Networks, Visibility, and the Power of Community
One of the less discussed but highly influential aspects of WIBI is the community it has built. Through its annual Women in Business Summit, FSDH has created a national platform where female entrepreneurs, corporate leaders, creatives, and policymakers exchange ideas and amplify their visibility.
In November, the fifth-anniversary edition of the summit brought together voices from development finance, film, manufacturing, technology, and the creative industries — sectors where women are increasingly asserting leadership despite structural challenges. The conversations underscored a recurring theme: women are driving the next wave of economic growth, but the ecosystem must keep pace.
Events like these matter. For many women entrepreneurs, visibility is currency. It leads to partnerships, investor attention, and opportunities that do not emerge in isolation.
While progress is visible, the task is far from finished. The next phase of gender-focused financial services will require innovations across three fronts. Banks must design products that reflect the cash-flow realities of women-led SMEs, combining working capital, asset financing, insurance, and invoicing tools into bundled solutions.
Partnerships Are Rewriting What’s Possible
Across the African continent, gender-lens investment is becoming mainstream, and Nigerian institutions are beginning to respond. FSDH’s partnerships with BOI, IFC, AGF, AFAWA, and WEAV Capital mirror a growing shift toward multi-stakeholder financing models that combine capital, risk management, and technical support.
These collaborations do more than unlock money, they embed global standards into the local ecosystem, improve due diligence, expand investor confidence, and strengthen the sustainability of women-focused interventions.
For instance, AGF’s partial guarantee structure reduces credit risk for banks, while programmes co-designed with IFC introduce governance and investor-readiness frameworks that improve business resilience. This blend of local knowledge and global discipline continues to push women-led enterprises into previously inaccessible markets.
What Financial Institutions Must Do Next
While progress is visible, the task is far from finished. The next phase of gender-focused financial services will require innovations across three fronts. Banks must design products that reflect the cash-flow realities of women-led SMEs, combining working capital, asset financing, insurance, and invoicing tools into bundled solutions. Digital onboarding, simplified KYC, mobile repayment structures, and digitised credit scoring will help broaden access for micro and informal women-led enterprises. Institutions must invest in gender-disaggregated data to track performance, refine products, and measure long-term impact.
The industry is moving, but the scale of Nigeria’s female economy, projected to expand significantly as more women enter entrepreneurship, creative industries, and tech, demands faster, more coordinated action.

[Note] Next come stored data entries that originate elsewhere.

Issue #15264, opened 2025-01-06
HasOneThrough parent class changed in laravel 11.x


musaberatbahadir:
### Package

filament/filament

### Package Version

v3.2

### Laravel Version

v11.31

### PHP Version

8.2

### Problem description

Because of parent class of HasOneThrough is changed in laravel 11.x [here](https://github.com/laravel/framework/commit/4529498671704a2ea4bae4af1e3f8ee48ca8dfd0#diff-9308216b3c4246a75d7f24d33bb5cd2e9979191ade49811820cb58884a4fcf5cR17) CreateAction is throwing `Call to undefined method Illuminate\Database\Eloquent\Relations\HasOneThrough::save()` 

### Expected behavior

Relationship control needs to be changed to from `HasManyThrough` to `HasOneOrManyThrough` on `CreateAction` `setUp`

### Steps to reproduce

`composer install` and run the tests on given repository, I've created a small scenario to get the same error I mentioned in description

### Reproduction repository (issue will be closed if this is not valid)

https://github.com/musaberatbahadir/create-action-bug

PR #15265, opened 2025-01-06
Fix: used new parent relation on instanceof control for has one through

musaberatbahadir:
## Description
fix for the [issue](https://github.com/filamentphp/filament/issues/15264) I created. CreateAction is checking the correct class on instance of control now.

### DIFF
--- a/packages/forms/src/Components/Select.php
+++ b/packages/forms/src/Components/Select.php
@@ -1145,7 +1145,7 @@ class Select extends Field implements Contracts\CanDisableOptions, Contracts\Has
         return parent::getLabel();
     }
 
-    public function getRelationship(): BelongsTo | BelongsToMany | HasOneOrMany | HasManyThrough | BelongsToThrough | null
+    public function getRelationship(): BelongsTo | BelongsToMany | HasOneOrMany | HasManyThrough | HasOneOrManyThrough | BelongsToThrough | null
     {
         if (blank($this->getRelationshipName())) {
             return null;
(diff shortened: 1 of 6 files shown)


danharrin (changes requested):
This would break Laravel 10.x compatibility, right? Can you do a `class_exists()` check and check the correct parent class based on that please?

musaberatbahadir:
@danharrin I've added the check you have mentioned above

musaberatbahadir:
@danharrin I also realized that `instanceof HasManyThrough` control causes other errors on my project like in `Filament\Tables\Table\Concerns\HasQuery`, do you want me to replace all of them as I did on the last commit, or do you wanna introduce some config level check by controlling laravel version or class_exists function?
there are 6 more `instanceof HasManyThrough` control

danharrin:
Please can you do the `class_exists()` in all places?

musaberatbahadir:
Done! @danharrin

packages/forms/src/Components/Select.php
danharrin, line 1: Does the return type of `getRelationship()` need updating? Any other references to this class?

danharrin: If we did, I think we would need to retain both `HasManyThrough` and `HasOneOrManyThrough` on the return type for backwards compatibility, right?

danharrin (changes requested):

packages/forms/src/Components/Select.php
musaberatbahadir: Good catch! I fixed that too.

danharrin:
Thanks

A Turning Point for the Female Economy
What is becoming increasingly clear is that women are not just participating in Nigeria’s economic narrative — they are shaping it. From manufacturing and fintech to creative industries and export-oriented businesses, women continue to push boundaries and build enterprises that contribute to national growth.
The rise of the female economy is not a trend; it is a structural shift.
If more financial institutions adopt a blended model combining finance, capability building, risk-sharing and community, Nigeria could unlock the full potential of millions of women-led businesses, many of which already demonstrate strong repayment discipline, resilience, and growth potential.
With initiatives like WIBI demonstrating measurable results, the path forward is clearer than ever: When women have the tools they need, entire economies accelerate.
Bukola Smith is the Chief Executive at FSDH Merchant Bank.